Doris Knecht
| 03/09
| Kurier-Kolumne
Die Geschichte, die mir Leserin Anja J. gestern erzählte, schlägt punktgenau ein Hakerl in die Oma-Grete-Laska-Geschichte (nachzulesen auf kurier.at): Denn Frau J. hat eine Tochter, die acht Monate alt ist – also genauso alt wie das Enkerl, um das sich Grete L. künftig in Niederösterreich kümmern will. Und auch Frau J. muss bald wieder arbeiten; leider steht bei ihr keine Oma hab acht.
Die braucht sie aber eben auch nicht, denn sie hat ja das Glück, in Wien zu leben: wo es, anders als in NÖ, 4.829 städtische Krippenplätze für Kinder von null bis drei Jahren gibt, wie wien.gv.at informiert. Im März 2010 endet Anja J.s Karenz ; deswegen meldete sie sich im vergangenen Jänner bei der MA 10 Platz für einen Kinderkrippenplatz an.
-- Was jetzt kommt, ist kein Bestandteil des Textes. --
PR #78, opened 2016-10-14
Tighten dependencies

geelen:
Down from 65K to 23K min gzipped now.

@mxstbr can you merge, cut a `v1.0.1` release and just make sure I didn't break anything with react-native? (Or take a look at some automated testing so we don't have to do this manually?)


mxstbr:
Took two beta and one real publish but this is working on ReactNative too 🔥 shipped it!

PR #80, opened 2016-10-14
Fix#75 subscribe undefined 

### LINKED ISSUE #75: Styled-components break with react-router v4
Trying to make use of a styled-component with react-router v4 breaks with the following error

    StyledComponent.js:71 Uncaught TypeError: subscribe is not a function
    componentWillMount @ StyledComponent.js:71

Confirmed that this isn't an issue with react-router because
This works

    const Li = props => <li style={{display: "inline-block"}} {...props}/>

But this fails and throws the above error when used with react-router v4

    const Li = styled.li`
    display: inline-block`

madeinfree:
fixed #75


mxstbr:
Superseded by #86 – thank you so much for kicking that off though, much appreciated!

PR #84, opened 2016-10-15
Add ARc to README

diegohaz:
Hey, guys. Nice job you've done here.

I've just migrated a project from Radium to styled-components and added it to README.

Repo: https://github.com/diegohaz/arc
Demo: https://diegohaz.github.io/arc

### DIFF
--- a/README.md
+++ b/README.md
@@ -392,6 +392,7 @@ We could use your help to get syntax highlighting support to other editors! If y
 ## Built with `styled-components`
 
 - [`grid-styled`](https://github.com/jxnblk/grid-styled): Responsive grid system ([demo](http://jxnblk.com/grid-styled/))
+- [ARc](https://github.com/diegohaz/arc): Atomic React App boilerplate with styled components ([demo](https://diegohaz.github.io/arc))
 
 *Built something with `styled-components`? Submit a PR and add it to this list!*
 


mxstbr:
Awesome, looks great! I'll share it on Twitter later today 👍

geelen:
Cool project!! I hadn't seen that trick with webpack's alias and having a bunch of `export * from './file', might give that a try in my next project!

Btw, how does this syntax feel for you (picked from [here](https://github.com/diegohaz/arc/blob/master/src/components/organisms/Hero/Hero.js)):

```js
/* Hero.js */

const Hero = styled((props) => {
  return (
    <div>{* ... *}</div>
  )
})`
  all: the;
  css: here;
`

export default Hero
```

I've tended to use this instead, which to me feels better cause I like my css above my renderer, so I thought I'd share it.

```js
/* Hero.js */

const Hero = styled.div`
  all: the;
  css: here;
`

export default props => (
  <Hero>{* ... *}</Hero>
)
```

Either works though 👍

diegohaz:
@geelen I'm still looking for the best way to do that 😄 

I will try what you said later, looks nicer and probably will solve a problem I had with tests:
```js
it('renders button by default', () => {
  // needs to shallow twice because my Button is wrapped inside StyledComponent
  const wrapper = shallow(<Button />).shallow()
  expect(wrapper.find('button').length).toBeGreaterThan(0)
})
```

diegohaz:
@geelen How would you deal with a component that renders different element based on the props passed? example:
```js
const Button = ({ kind, disabled, type, ...props, to, href }) => {
  if (href || to) {
    return <Link {...props} />
  }
  return <button {...props} type={type} disabled={disabled} />
}
```

I need to pass the styles to both of them.

PR #86, opened 2016-10-15
Fix react-router v4

### LINKED ISSUE #75: Styled-components break with react-router v4

mxstbr:
react-router uses react-broadcast to handle context updates. We do too,
except I inlined the implementation to avoid multiple wrapper
components. That would totally be fine, except I also slightly adapted
the implementation – and that broke anything else using react-broadcast,
including react-router v4.

This PR fixes that by instead attaching our theme to this.context
directly, not to this.context.broadcasts. This avoids overlap and fixes
the bug. (manually verified)

Closes #75

### DIFF
--- a/package.json
+++ b/package.json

Dort habe man, berichtet Frau J., ihre Zuversicht gleich auf ein Minimum zurecht gehackt. Sie brauche sich keine großen Hoffnungen zu machen, mitten im Jahr einen Krippenplatz zu bekommen: Das Kindergartenjahr beginne bekanntlich im September und nicht mitten im Jahr, aber wenn sie Glück habe, falle ja vielleicht mitten im Jahr ein Kind aus. Man händigte Anja J. eine Liste mit privaten Kindergärten aus, mit dem Tipp, es entweder dort zu versuchen, oder noch einmal Ende Dezember vorstellig zu werden, um zu sehen, ob unerwartet etwas frei geworden sei: also zwei Monate vor Arbeitsbeginn.
Nun hat sich auch die Tochter der Ex-Bildungsstadträtin den Geburtstermin ihres Kindes nicht so eingeteilt, dass die Karenz exakt zum Beginn eines Kindergartenjahres endet: In Wien sollte man das unbedingt tun. Es sei denn, man will das Kind ein paar Monate früher in die Krippe bringen. Oder man kann sich den Aufschlag auf einen privaten Kindergarten leisten. Oder man hat eine liebe Oma.